Protect Your Cell Phone Privacy!
Stop Accidental Calls!
Accidental hits of your "redial" button or 1-touch 911 emergency auto speed dial "9" or "1" button may give you reason for concern. Anyone who you accidentally call, including 911 centers, can listen to your private conversations. Phantom calls have become a real problem. Stop accidental calls with a cell phone button guard. >>More information about us.
Over 28% of all cell phone calls to 911 centers are accidental or "phantom calls". This has concern for those who have called 9-1-1 and been put on hold due to clogged lines.
Some cell phone users may not know they could be taking up 9-1-1 operators’ time with unnecessary calls. Last year more than 70,000 accidental calls to the 9-1-1 emergency communications center came from older cell phones. From the: Pinellas County Newsletter.
We have the solution for accidental cell phone dialing of 911 or? Our button guards are extremely effective.
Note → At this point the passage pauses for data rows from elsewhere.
PR #17957, opened 2026-08-28
[java] shrink published javadoc jars

titusfortner:
### 🔗 Related Issues

While investigating why the 4.48.0 release failed package verification, I found `org.seleniumhq` is over Sonatype's monthly publishing limit with a single release.

### 💥 What does this PR do?

- Published javadoc jars no longer bundle the DejaVu web fonts, which were about 62% of a Selenium release.
- The generated CDP binding artifacts publish a stub javadoc jar instead of ~10 MB of generated pages each.

These changes will take the release size (including htmlunit driver) from ~165 MB to ~55 MB.
@rbri if we release htmlunit3-driver without bundling the dependencies we can drop that to ~28 MB per release.

### 🔧 Implementation Notes

- Javadoc bundles 3.85 MB of DejaVu fonts into every jar it generates and a release ships 22 of them; the stylesheet's font stacks fall back to Arial/Georgia/monospace, so dropping them only changes typography on javadoc.io.
- The Java API docs published to gh-pages do not rely on javadoc jars and are completely unaffected by these changes.
- The Java API docs we publish already exclude the CDP classes, so javadoc.io was the only place they were published and stubbing removes them there too.
- Stubbing CDP has no impact on IDEs, which render documentation from the sources jar.

### 🤖 AI assistance
    - Tool(s): Claude Code (Opus 5)
    - What was generated: the build changes, and the size analysis that traced the release payload to bundled fonts

Options for saving space. Rows marked \* are what this PR does.

| Options                                                 | space saved |
|---------------------------------------------------------|---|
| \* fonts dropped from javadoc jars                      | 84.8 MB |
| htmlunit3-driver does not include jar-with-dependencies | 27.2 MB |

Why a Cell Phone Button Guard from SACC is a good thing:
1. Guard your private conversations when either the pre-programmed "9" button dials 911, or your call/send/redial button is accidentally hit causing "false alarm" calls and also allowing the other end to “listen in” on your private conversations.
2. Protect Public Safety by relieving the overwhelming number of accidental hits on the "9" button causing overloads in our nations 911 Emergency Centers (7,000 nationwide).
3. Save $$$ in air time when the "call/send or redial" cell phone keypad button is accidentally re-activated to redial the last number called.
The cellular phone engineering was a good thing gone wrong for too long. Auto 911 Speed Dial and Re-Dial cell phone buttons were originally designed for convenience and as additional selling features. However, despite the numerous published articles on high numbers of accidental 911 calls overloading emergency centers, and our nations 911 centers applying for higher budgets to cover additional staff, additional equipment, etc., most cellular phone companies continued making their open face phones designed with slightly raised dialing buttons including the call/send/redial button and the “9” button auto 911 speed dial feature from 1995 through Jan. 2003. An estimated 40,000,000 problem phones remain in service today.
FCC, on June 9, 1999 requested wireless phone manufacturers to redesign their phones to address the 911 "false alarm" problem.
The text of FCC in part: " While we are not adopting specific requirements for 911 buttons, we encourage manufacturers to consider and address this issue in their cellular telephone faceplate designs. If necessary, we are prepared to adopt specific rules to reduce accidental 911 calls, in order to assist the public safety organizations, which must process such calls. It is our hope, however, that regulatory action will prove unnecessary, once manufacturers are alerted to this problem." This request was basically ignored.
Today, these accidental 911 calls from cellular phones alone still plague our public safety system nationwide by an alarming 25 - 80% each year according to 911 data.
This problem is overloading the PSAP'S (Public Safety Answering Points) also called 911 emergency centers to the point that callers may hear a recording, "You have reached 911, please hold for the next available dispatcher", or "Our lines are temporarily very busy, please hold".
A 2001 national survey of 6,100 emergency call centers found that between one-third and one-half of all wireless 911 calls were made by accident. By comparison, fewer than 3 percent of calls from traditional land-line telephones to 911 are made by mistake. Most of those calls can be attributed to "fat fingering," fax machines or people dialing the wrong number.